I've been a fan of your products for a while. They were great when I was
working at a bank and it was a quick way to get something up and running for a
demo quickly.

------
socialized
I have worked with Daniel and Erica (the Bitnami execs) for the last five
years. They are smart and they have been steadily growing Bitnami for a while
now. Their appliances make deploying and updating a snap.

------
troymc
The BitNami Cloud Hosting Features page [1] doesn't say anything about how
easy (or how difficult) it is to update an application (or stack). Will I be
notified if there's a new version available?
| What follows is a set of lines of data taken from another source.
PR #4597, opened 2020-11-16
luci-mod-status: routes.js: link-local neighbours

mikma:
It would be nice if at least some link-local neighbours were shown on the Routes status page. I propose showing all except those containing the MAC/EUI-48 address.


jow-:
Can you please elaborate a bit on the rationale? Why do you filter out IPv6 addresses with embedded MACs?

Issue #4572, opened 2020-11-04
feature: add channel scan for wifi


Ansuel:
I notice that with the wifi scanning feature we have all the data to create a graph with that show the wifi channel utilization. (channel and wifi rssi)
So i'm asking @jow- 
Do you think this feature would be useful? I would try to use the same code we use for the traffic graph so no external libs needed.

evelikov:
Fwiw I would greatly appreciate such a feature.

At the moment, one has to the wlan to monitor mode (via aircrack-ng) and use `iwlist scan` to get said data. Something which I had to do just a few moments ago :-)

Ansuel:
Actually this is already possibile using the WiFi join feature. I'm
searching a way to get channel width.

Il Gio 5 Nov 2020, 22:40 Emil Velikov <notifications@github.com> ha scritto:

Ansuel:
Some WIP
![Immagine 2020-11-09 202627](https://user-images.githubusercontent.com/20289090/98587141-0787a380-22ca-11eb-8f7e-1aa3ceb13d34.png)

Ansuel:
The ""Final"" Result.
A patch is needed for this to work. Now i just need to test this and polish the code. (improve readability since it's very compact 50-60 line)
![Immagine 2020-11-09 202627](https://user-images.githubusercontent.com/20289090/99209677-0079fd00-27c4-11eb-893a-a17d716e728a.png)
![Immagine 2020-11-16 042626](https://user-images.githubusercontent.com/20289090/99209681-01ab2a00-27c4-11eb-9d20-c95f67da3df2.png)

jow-:
Very nice, great work!

Ansuel:
@jow- Where should i put this? Currently is integrated in the wifi scan... Is that right? Was thinking of moving it to the stats page

hnyman:
Statistics sounds wrong,
"scan" is better. 

Maybe create a "channel analysis" button next to "scan" in network/wireless?

Ansuel:
With statistics i mean the normal stats page, the one that show traffic in the interfacae...

Do you think a new button with Channel Analysis that show the graph + wifi (with info related to channel is more appropriate?)

hnyman:
>  With statistics i mean the normal stats page, the one that show traffic in the interfacae...

I got lost with that reference.
Which page you mean?

I see traffic count only on https://192.168.1.1/cgi-bin/luci/admin/network/network that does not have wireless.

Neither 
[...]

PR #4598, opened 2020-11-17
luci-mod-status: add new channel analysis page

Ansuel:
Add channel analysis support. This can be very useful as a user can directly use the webui to check wifi channel utilization without using external tool. This use data already provided by iwinfo.

@jow- This is the """final""" implementation. If you are fine with this (and after some feedback with some testing), we still need to decide where to put this.  @hnyman advised to put this in a separate status menu. Currently this is added to the join wifi modal.

(some details about how the page works, a tab with all the radios is created. The pool function is unique and use the custom event 'tab-change' to detect the tab displayed and based on the tab name, updates the related graph and table. Multiple pool function were not acceptable since this would overload the wifi driver and also slowdown the wifi performance. Tab data is not cleared on tab switch and data is updated on the next pool update. A dummy wifi is added that rappresents the Local Interface.)

**Also this depends on the 4 patch I posted on the mailing list**
https://patchwork.ozlabs.org/project/openwrt/list/?series=218829 (v4)
They are rfc but they are already ready... just some concern in the comments.

Without the 4 patch, any wifi will be wrongly shown with 20mhz width.

Fixes: #4572

### DIFF
--- a/modules/luci-base/htdocs/luci-static/resources/ui.js
+++ b/modules/luci-base/htdocs/luci-static/resources/ui.js
@@ -3597,9 +3597,11 @@ var UI = baseclass.extend(/** @lends LuCI.ui.prototype */ {
 				this.setActiveTabId(panes[selected], selected);
 			}
 
-			panes[selected].dispatchEvent(new CustomEvent('cbi-tab-active', {
-				detail: { tab: panes[selected].getAttribute('data-tab') }
-			}));
+			requestAnimationFrame(L.bind(function(pane) {
+				pane.dispatchEvent(new CustomEvent('cbi-tab-active', {
+					detail: { tab: pane.getAttribute('data-tab') }
+				}));
+			}, this, panes[selected]));
 
 			this.updateTabs(group);
 		},
--- a/modules/luci-base/htdocs/luci-static/resources/firewall.js
+++ b/modules/luci-base/htdocs/luci-static/resources/firewall.js
@@ -57,21 +57,7 @@ function getColorForName(forName) {
 	else if (forName == 'wan')
 		return '#f09090';
 
-	random.seed(parseInt(sfh(forName), 16));
-
-	var r = random.get(128),
-	    g = random.get(128),
-	    min = 0,
-	    max = 128;
-
-	if ((r + g) < 128)
-		min = 128 - r - g;
-	else
-		max = 255 - r - g;
-
-	var b = min + Math.floor(random.get() * (max - min));
-
-	return '#%02x%02x%02x'.format(0xff - r, 0xff - g, 0xff - b);
+	return random.derive_color(forName);
 }
 
 
--- a/modules/luci-base/htdocs/luci-static/resources/tools/prng.js
+++ b/modules/luci-base/htdocs/luci-static/resources/tools/prng.js
@@ -89,5 +89,23 @@ return L.Class.extend({
 		}
 
 		return Math.floor(r * (u - l + 1)) + l;
+	},
+
+	derive_color: function(string) {
+		this.seed(parseInt(sfh(string), 16));
+
+		var r = this.get(128),
+		    g = this.get(128),
+		    min = 0,
+		    max = 128;
+
+		if ((r + g) < 128)
+			min = 128 - r - g;
+		else
+			max = 255 - r - g;
+
+		var b = min + Math.floor(this.get() * (max - min));
+
+		return '#%02x%02x%02x'.format(0xff - r, 0xff - g, 0xff - b);
 	}
 });
--- a/modules/luci-mod-status/htdocs/luci-static/resources/svg/channel_analysis.svg
+++ b/modules/luci-mod-status/htdocs/luci-static/resources/svg/channel_analysis.svg
@@ -1,0 +1,19 @@
+<?xml version="1.0" standalone="no"?>
+<!DOCTYPE svg PUBLIC "-//W3C//DTD SVG 1.1//EN" "http://www.w3.org/Graphics/SVG/1.1/DTD/svg11.dtd">
+
+<svg width="100%" height="100%" version="1.1" xmlns="http://www.w3.org/2000/svg">
+	<polyline id="rx" points="" style="fill:blue;fill-opacity:0.4;stroke:blue;stroke-width:1" />
+	<polyline id="tx" points="" style="fill:green;fill-opacity:0.4;stroke:green;stroke-width:1" />
+
+	<line x1="0" y1="25%" x2="100%" y2="25%" style="stroke:black;stroke-width:0.1" />
+	<text id="label_75" x="10" y="24%" style="fill:#eee; font-size:9pt; font-family:sans-serif; text-shadow:1px 1px 1px #000">-25 dbm</text>
+
+	<line x1="0" y1="50%" x2="100%" y2="50%" style="stroke:black;stroke-width:0.1" />
+	<text id="label_50" x="10" y="49%" style="fill:#eee; font-size:9pt; font-family:sans-serif; text-shadow:1px 1px 1px #000">-50 dbm</text>
+
+	<line x1="0" y1="75%" x2="100%" y2="75%" style="stroke:black;stroke-width:0.1" />
+	<text id="label_25" x="10" y="74%" style="fill:#eee; font-size:9pt; font-family:sans-serif; text-shadow:1px 1px 1px #000">-75 dbm</text>
+
+	<line x1="0" y1="90%" x2="100%" y2="90%" style="stroke:black;stroke-width:0.1" />
+	<text id="label_10" x="10" y="89%" style="fill:#eee; font-size:9pt; font-family:sans-serif; text-shadow:1px 1px 1px #000">-90 dbm</text>
+</svg>
--- a/modules/luci-mod-status/htdocs/luci-static/resources/view/status/channel_analysis.js
+++ b/modules/luci-mod-status/htdocs/luci-static/resources/view/status/channel_analysis.js
@@ -1,0 +1,396 @@
+'use strict';
+'require view';
+'require poll';
+'require request';
+'require network';
+'require ui';
+'require rpc';
+'require tools.prng as random';
+
+return view.extend({
+	callFrequencyList : rpc.declare({
+		object: 'iwinfo',
+		method: 'freqlist',
+		params: [ 'device' ],
+		expect: { results: [] }
+	}),
+
+	callInfo : rpc.declare({
+		object: 'iwinfo',
+		method: 'info',
+		params: [ 'device' ],
+		expect: { }
+	}),
+
+	render_signal_badge: function(signalPercent, signalValue) {
+		var icon, title, value;
+
+		if (signalPercent < 0)
+			icon = L.resource('icons/signal-none.png');
+		else if (signalPercent == 0)
+			icon = L.resource('icons/signal-0.png');
+		else if (signalPercent < 25)
+			icon = L.resource('icons/signal-0-25.png');
+		else if (signalPercent < 50)
+			icon = L.resource('icons/signal-25-50.png');
+		else if (signalPercent < 75)
+			icon = L.resource('icons/signal-50-75.png');
+		else
+			icon = L.resource('icons/signal-75-100.png');
+
+		value = '%d\xa0%s'.format(signalValue, _('dBm'));
+		title = '%s: %d %s'.format(_('Signal'), signalValue, _('dBm'));
+
+		return E('div', {
+			'class': 'ifacebadge',
+			'title': title,
+			'data-signal': signalValue
+		}, [
+			E('img', { 'src': icon }),
+			value
+		]);
+	},
+
+	add_wifi_to_graph: function(chan_analysis, res, scanCache, channels, channel_width) {
+		var offset_tbl = chan_analysis.offset_tbl,
+			height = chan_analysis.graph.offsetHeight - 2,
+			step = chan_analysis.col_width,
+			height_diff = (height-(height-(res.signal*-4)));
+
+		if (scanCache[res.bssid].color == null)
+			scanCache[res.bssid].color = random.derive_color(res.bssid);
+
+		if (scanCache[res.bssid].graph == null)
+			scanCache[res.bssid].graph = [];
+
+		for (var i=0; i < channels.length; i++) {
+			var chan_offset = offset_tbl[channels[i]],
+				points = [
+				(chan_offset-(step*channel_width))+','+height,
+				(chan_offset-(step*(channel_width-1)))+','+height_diff,
+				(chan_offset+(step*(channel_width-1)))+','+height_diff,
+				(chan_offset+(step*(channel_width)))+','+height
+			];
+
+			if (scanCache[res.bssid].graph[i] == null) {
+				var group = document.createElementNS('http://www.w3.org/2000/svg', 'g'),
+					line = document.createElementNS('http://www.w3.org/2000/svg', 'polyline'),
+					text = document.createElementNS('http://www.w3.org/2000/svg', 'text'),
+					color = scanCache[res.bssid].color;
+
+				line.setAttribute('style', 'fill:'+color+'4f'+';stroke:'+color+';stroke-width:0.5');
+				text.setAttribute('style', 'fill:'+color+';font-size:9pt; font-family:sans-serif; text-shadow:1px 1px 1px #000');
+				text.appendChild(document.createTextNode(res.ssid || res.bssid));
+
+				group.appendChild(line)
+				group.appendChild(text)
+
+				chan_analysis.graph.firstElementChild.appendChild(group);
+				scanCache[res.bssid].graph[i] = { group : group, line : line, text : text };
+			}
+
+			scanCache[res.bssid].graph[i].text.setAttribute('x', chan_offset-step);
+			scanCache[res.bssid].graph[i].text.setAttribute('y', height_diff - 2);
+			scanCache[res.bssid].graph[i].line.setAttribute('points', points);
+			scanCache[res.bssid].graph[i].group.style.zIndex = res.signal*-1;
+			scanCache[res.bssid].graph[i].group.style.opacity = res.stale ? '0.5' : null;
+		}
+	},
+
+	create_channel_graph: function(chan_analysis, freq_tbl, is5GHz) {
+		var columns = is5GHz ? freq_tbl.length * 4 : freq_tbl.length + 3,
+		    chan_graph = chan_analysis.graph,
+		    G = chan_graph.firstElementChild,
+		    step = (chan_graph.offsetWidth - 2) / columns,
+		    curr_offset = step;
+
+		function createGraphHLine(graph, pos) {
+			var elem = document.createElementNS('http://www.w3.org/2000/svg', 'line');
+			elem.setAttribute('x1', pos);
+			elem.setAttribute('y1', 0);
+			elem.setAttribute('x2', pos);
+			elem.setAttribute('y2', '100%');
+			elem.setAttribute('style', 'stroke:black;stroke-width:0.1');
+			graph.appendChild(elem);
+		}
+
+		function createGraphText(graph, pos, text) {
+			var elem = document.createElementNS('http://www.w3.org/2000/svg', 'text');
+			elem.setAttribute('y', 15);
+			elem.setAttribute('style', 'fill:#eee; font-size:9pt; font-family:sans-serif; text-shadow:1px 1px 1px #000');
+			elem.setAttribute('x', pos + 5);
+			elem.appendChild(document.createTextNode(text));
+			graph.appendChild(elem);
+		}
+
+		chan_analysis.col_width = step;
+
+		createGraphHLine(G,curr_offset);
+		for (var i=0; i< freq_tbl.length;i++) {
+			var channel = freq_tbl[i].channel
+			chan_analysis.offset_tbl[channel] = curr_offset+step;
+
+			createGraphHLine(G,curr_offset+step);
+			createGraphText(G,curr_offset+step, channel);
+			curr_offset += step;
+
+			if (is5GHz && freq_tbl[i+1]) {
+				var next_channel = freq_tbl[i+1].channel;
+				/* Check if we are transitioning to another 5Ghz band range */
+				if ((next_channel - channel) == 4) {
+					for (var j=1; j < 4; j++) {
PR #6764, opened 2023-12-11
luci-proto-ipv6: Add DHCPv6 norelease menu option as default on

detobate:
As recommended by [RFC 9096: WPD-9](https://datatracker.ietf.org/doc/html/rfc9096#name-automatic-dhcpv6-releases), to reduce the risk of prefix changes

### DIFF
--- a/applications/luci-app-banip/htdocs/luci-static/resources/view/banip/overview.js
+++ b/applications/luci-app-banip/htdocs/luci-static/resources/view/banip/overview.js
@@ -519,6 +519,26 @@ return view.extend({
 		o.optional = true;
 		o.rmempty = true;
 
+		o = s.taboption('adv_log', form.Flag, 'ban_remotelog', _('Enable Remote Logging'), _('Enable the cgi interface to receive remote logging events.'));
+		o.default = 0
+		o.optional = true;
+		o.rmempty = true;
+
+		o = s.taboption('adv_log', form.Value, 'ban_remotetoken', _('Remote Token'), _('Token to communicate with the cgi interface.'));
+		o.depends('ban_remotelog', '1');
+		o.datatype = 'and(minlength(3),maxlength(20))';
+		o.validate = function (section_id, value) {
+			if (!value) {
+				return _('Empty field not allowed');
+			}
+			if (!value.match(/^[A-Za-z0-9\.\:]+$/)) {
+				return _('Invalid characters');
+			}
+			return true;
+		}
+		o.optional = true;
+		o.rmempty = true;
+
 		/*
 			advanced email settings tab
 		*/
--- a/applications/luci-app-banip/po/ar/banip.po
+++ b/applications/luci-app-banip/po/ar/banip.po
@@ -95,7 +95,7 @@ msgstr ""
 msgid "512"
 msgstr ""
 
-#: applications/luci-app-banip/htdocs/luci-static/resources/view/banip/overview.js:581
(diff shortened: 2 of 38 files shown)


systemcrash:
If I take your other luci changes for the options and have it emit a string (so as not to break backwards compat), would that still work with the underlying odhcp6c with your PR there?

detobate:
Yeah that should be fine.    

I'd change the default value of the `defaultreqopts` flag to 1, to avoid changing the current default behaviour, as it's no longer required to close the original issue.  

And maybe move both options in the advanced tab?

systemcrash:
Please fix these (might require changing github settings too):
```
: Author name (Det) need to be your real name 'firstname lastname'
: Commit subject line MUST start with '<package name>: ' (Add DHCPv6 norelease menu option as default on, as recommended by RFC 9096: WPD-9)
: Signed-off-by is missing or doesn't match author (should be 'Signed-off-by: Det <detonate@helix.net.nz>')
```

detobate:
Ahh, giving it a try, but am probably messing it up.  Might be easier if I recreate it with fresh commits?

protocols/luci-proto-ipv6/htdocs/luci-static/resources/protocol/dhcpv6.js
```diff
@@ -30,6 +30,10 @@ return network.registerProtocol('dhcpv6', {
 		o.value('64');
 		o.default = 'auto';
 
+		o = s.taboption('general', form.Flag, 'norelease', _('Do not send a Release when restarting'),
+						_('Enable to reduce the risk of prefix changes following a restart'));
+		o.default = '1';
```
jow-, line 35: The uci option defaults to off, not on. Please remove the `o.default = 1` line.

systemcrash:
> Ahh, giving it a try, but am probably messing it up. Might be easier if I recreate it with fresh commits?

However you do it. It shouldn't take more than a single commit.

protocols/luci-proto-ipv6/htdocs/luci-static/resources/protocol/dhcpv6.js
detobate: Changing the default was the intent of this PR (as well as expose the config var via Luci), given the new advice from RFC 9096.    Not sure where to change the uci option default, but if you point me in the right direction I could create another PR there.  Presumably starting a _"should we change this default?"_ discussion officially.

jow-: The option default would need to be changed here: https://github.com/openwrt/openwrt/blob/main/package/network/ipv6/odhcp6c/files/dhcpv6.sh

detobate: Is that by changing [Line18](https://github.com/openwrt/openwrt/blob/main/package/network/ipv6/odhcp6c/files/dhcpv6.sh#L18) from

`proto_config_add_string 'norelease:bool'`
to
`proto_config_add_string 'norelease:bool:1'`

correct?

detobate:
Ahh whoops, messing around with commit history auto-closed this PR.  Should I open another one now, or wait for the other PR to change the UCI default first?

systemcrash:
Just push the (one) commit without the `default` line.

detobate:
> Just push the (one) commit without the `default` line.

Done #6775

PR #6775, opened 2023-12-20
luci-proto-ipv6: Add DHCPv6 norelease menu option

detobate:
Resubmitting #6764 without the change of default behaviour.

### DIFF
--- a/protocols/luci-proto-ipv6/htdocs/luci-static/resources/protocol/dhcpv6.js
+++ b/protocols/luci-proto-ipv6/htdocs/luci-static/resources/protocol/dhcpv6.js
@@ -29,6 +29,8 @@ return network.registerProtocol('dhcpv6', {
 		o.value('60');
 		o.value('64');
 		o.default = 'auto';
+		o = s.taboption('general', form.Flag, 'norelease', _('Do not send a Release when restarting'),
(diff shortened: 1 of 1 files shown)


systemcrash:
Merged, thanks :)

try496:
Why is there no translation file?

hnyman:
The possible translation strings get synced/populated in batch in random intervals

hnyman:
>  build based on the latest 23.05 encountered a large number of dhcp content translation failures. I don’t know the reason.

Well, all translations are made by volunteers like you and me.
New strings are not automatically translated by some paid organisation, but require manual work. So, it may take a while after changes until you (or somebody else) does the translation and the new strings translations get merged (into main/master).  And then later they get backported into stable 23.05.

Feel free to contribute at https://hosted.weblate.org/projects/openwrt/

try496:
Screenshot_2023-12-22-20-57-04-82

try496:
IMG_20231222_210732
But this website cannot solve this problem

systemcrash:
Correct. I added some new strings recently because the older ones were
ambiguous or did not explain clearly, and as such will require translating,
because the old ones were subtly wrong.

PR #6777, opened 2023-12-21
add luci-theme-kucat 2.3.9

sirpdboy:
add luci-theme-kucat 2.3.9


hnyman:
You propose to introduce a theme, but offer no reasoning and no screenshots in PR?

NAK from me.

In general, we have bad experiences from enthusiast themes that tend to get unmaintained pretty soon after the initial commit.
The theme also has a distorted OpenWrt logo.
Why would the theme need curl?

systemcrash:
Do you commit to the upkeep and bug fixes of the theme for the future?

Can you also add a SVG favorites icon?

PR #5813, opened 2022-05-15
luci-app-openvpn : Updates "user", "group", "proto" and "mssfix" params conds and defaults

pduveau:
From Philippe Duveau

"proto" parameter is available in client or server mode in the network section.
"mssfix" default value is setted to openvpn.org default value
"user" and "group" are available in service section with secured default values (nobody, nogroup)

Signed-off-by: Philippe Duveau <pduvax@gmail.com>

---

The "proto" parameter is mandatory for other parameters of server or client modes (topology, mssfix...) but the condition was to restrict it to client mode only.

PR #6780, opened 2023-12-22
luci-app-openvpn: Updates user, group, proto and mssfix params and defaults

pduveau:
- proto parameter is available in client or server mode in the network section.
- mssfix default value is setted to openvpn.org default value
- user/group are available in service section with secured default values (nobody, nogroup)

The "proto" parameter is mandatory for other parameters of server or client modes (topology, mssfix...) but the condition was to restrict it to client mode only.


pduveau:
I'm sorry to create a new a new pull request instead of reopening the previous one #5813. I did a forced push before reopen.

systemcrash:
OK. What is the effect of reintroducing the user/group settings? While hidden, they will internally assume some kind of defaults, I think - are they changed by your introduction?

I see `	option user nobody` persisted in `openvpn.config` but not `group`. I also do not see that either of these options are handled in the init scripts. I don't use openvpn so I have to ask.

pduveau:
@systemcrash You are right. I did not see the internally defined option user nobody. I guess the group nobody is inherited from the user. So I will remove this part of the proposed change.

systemcrash:
> @systemcrash You are right. I did not see the internally defined option user nobody (a year ago). I guess the group nobody is inherited from the user. So I will remove this part of the proposed change.

OK - please update your commit message with your real email

systemcrash:
Closed via 9889d3f73524c5ef814ab37e5c9fac81f213046d

Thanks!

Can updates be automated?

Other "managed hosting" providers make updates a big selling point. For
example, check out the marketing copy at Page.ly (managed WordPress hosting)
[2].

[1] <http://bitnami.com/cloud/product-tour>

[2] <https://page.ly/features/>

------
javipas
Fantastic news for the guys at Bitnami. I met Daniel López at LinuxCon 2012 in
Barcelona and he let us all know there that they have an interesting proposal.
I'm still missing some Nginx love on your stacks, btw, but I guess it'll come
eventually.

------
ErikRogneby
Is the pricing just for the one click launch? Or have the public AMIs you've
been maintaining gone away and it's all pay to play?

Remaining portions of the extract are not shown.